I removed these flags from the compiler options (currently located in the "setup_gcc.sh" files). This enabled me to go back to using OpenMP, but it still resulted in performance that was roughly 4x slower than before.
For now, using the CLANG compiler instead of GCC seems to totally fix this problem. (The resulting binaries seem to be about 20% faster too.)
Incidentally, I ran valgrind on "filter_mrc" using" valgrind --tool=memcheck --leak-check=yes --show-reachable=yes --num-callers=20 --track-fds=yes filter_mrc ... and it did not find any errors. So that does not appear to be the source of the problem. I'll keep playing with valgrind's other tools to see if I can track this down.
It's possible there is a bug in the code, but it also could be a compiler glitch. (It would not be the first time I encountered one in gcc.) For now, I'm going to paper-over this problem by moving to CLANG.
More thorough checking with other valgrind tools failed to discover any problems. Perhaps this is copping out, but I'm leaning towards calling this a bug in GCC optimization. (Again, it would not be the first glitch I've run into with GCC. The old pre-3.0 compilers were a nightmare.) Either way, it would be nice if this code worked on all compilers. If I have time, I'll try tinkering with the code in "ClusterConnected()" to try and coax this code into behaving nicely with GCC. For now, use CLANG.
Since upgrading my compiler from gcc version 7.5 to gcc 9.3, this problem seems to have mysteriously corrected itself.
(Incidentally, the function where the problem occurred has been renamed from "ClusterConnected()" to "LabelConnected()". I don't know if the change in the compiler, or small changes in the code since 2019 could have fixed the problem, or whether I really have fixed the problem.)

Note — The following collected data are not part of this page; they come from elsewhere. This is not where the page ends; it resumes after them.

PR #634, opened 2022-06-05
Don't panic if ffmpeg fails to count frames

Y0ba:
Sometimes with broken input `num_frames` fails to count frames and `.unwrap()` panics. Unfortunately since it panics in threaded code, this panic does not stop app from running and instead thread just hangs forever and tui shows some weird visual glitches.

### DIFF
--- a/av1an-core/src/settings.rs
+++ b/av1an-core/src/settings.rs
@@ -427,20 +427,32 @@ impl EncodeArgs {
     }
 
     if current_pass == passes {
-      let encoded_frames = num_frames(chunk.output().as_ref()).unwrap();
+      let encoded_frames = num_frames(chunk.output().as_ref());
 
-      if encoded_frames != chunk.frames {
+      let err_str = match encoded_frames {
+        Ok(encoded_frames) if encoded_frames != chunk.frames => {
+          Some(format!(
+            "FRAME MISMATCH: chunk {}: {}/{} (actual/expected frames)",
+            chunk.index, encoded_frames, chunk.frames
+          ))
+        },
+        Err(error) => {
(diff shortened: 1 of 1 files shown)


redzic:
Looks like you need to run `cargo fmt`, that's why the CI is failing. I think this looks OK for now, but maybe in the future we want to retry the frame count itself instead of restarting the entire chunk.

Y0ba:
In my case retrying didn't help at all (it failed constantly). Maybe it will be better to catch all panics in children threads and exit from application?

It's possible to do that with code like this (in `main.rs`):
```rust
use av1an_cli::run;
use std::panic;
use std::process;

fn main() -> anyhow::Result<()> {
  let orig_hook = panic::take_hook();
  panic::set_hook(Box::new(move |panic_info| {
    orig_hook(panic_info);
    process::exit(1);
  }));
  run()
}
```

redzic:
Just out of curiosity, what are the circumstances in which you can reproduce this frame count failure to happen? I ask because maybe there's another solution to that particular cause of this issue.

Your suggestion about catching panics in child threads seems fine to me. I think it'd be better if we do that in a followup PR though.

redzic (approved):
Thanks! Definitely an improvement over the current code.

Y0ba:
> Just out of curiosity, what are the circumstances in which you can reproduce this frame count failure to happen?

`lsmash` failed to open `.VOB`-file. Either using `ffms2` or remuxing into `.mkv` fixed the error.

redzic:
Yeah, in that case retrying wouldn't help at all. Well at least this error doesn't seem to happen in situations where it shouldn't.

Issue #530, opened 2022-01-14
Auto-compile Windows binaries as part of CI pipeline


shssoichiro:
At first maybe we start by only doing it when we tag a release? We'd want to start releasing more frequently, though, I think, if that happens. But the auto-builds would also enable us to release more often.

FreezyLemon:
Do you have a preference on how this should work?

I could imagine having the github action create a draft release for you to add a description to and then publish (exe auto-included), but there are other possibilities. Maybe pre-releases in a 'nightly' style on every push, or fully automated releases every time a new tag is pushed.

shssoichiro:
> Maybe pre-releases in a 'nightly' style on every push

This is essentially what I was thinking with this. The PR you put together looks nice. 🙂

PR #638, opened 2022-06-15
Create workflow for Windows x64 builds

FreezyLemon:
Starting point for #530.
Builds an x64 executable and uploads it as a workflow artifact ([example run](https://github.com/FreezyLemon/Av1an/actions/runs/2504902829))

The [exact](https://docs.github.com/en/actions/using-workflows/events-that-trigger-workflows) workflow trigger is still open for discussion. And maybe there's some way to automatically add the artifact to a release? Haven't looked into it yet, this is just the build.

Dependencies:
- Visual C++ Build Tools: pre-installed
- Python 3.10: pre-installed + setup by action for proper env variables
- NASM: Installed by action
- FFmpeg: Manual download (gyan.dev), cached via file hash
- VapourSynth: Manual download, cached via release version

Cargo packages are also cached. NASM could also be cached, but I didn't see it as a high priority.

Happy to hear your thoughts

### DIFF
--- a/.github/workflows/windows-build.yml
+++ b/.github/workflows/windows-build.yml
@@ -1,0 +1,90 @@
+name: Build Av1an (Windows x64)
+on: workflow_dispatch
+
+jobs:
+  build:
+    runs-on: windows-2022
+
+    env:
+      vsynth_ver: R58
+      vsynth_path: C:\Program Files\Vapoursynth
+
+    steps:
+      - name: Python 3.10 setup
+        uses: actions/setup-python@v4
+        with:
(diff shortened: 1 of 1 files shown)


redzic:
Thanks! I'm not sure why the clippy tests are failing now and not before, but I've opened #639 to fix it. Rebasing after that should in theory fix the CI failures.

redzic (approved):
Looks good to me as a starting point, thanks! Perhaps we could figure out how to automatically attach build artifacts to releases in a future PR.

PR #640, opened 2022-06-22
Change progress bar characters

redzic:
This change brings the look of the progress bar to be more in line with the previous Python version of av1an, which had a solid progress bar, and it looks much smoother in general now as well.

Before:

image

After:

image


p7r0x7:
~~I see this as a regression.~~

"Heisenbug" ? The "-connect* argument of "filter_mrc" (which invokes the "ClusterConnected()" function in filter3d.hpp), is behaving strangely, but only when compiled in gcc with optimizations and OpenMP enabled.
If you compile it using the settings located in "for_debugging_and_profiling/setup_gcc_linux_dbg.sh", (which uses the -g3 flag), then these problems go away. This is a serious bug, partly because running the code without OpenMP makes it almost intolerably slow. I will look into this soon.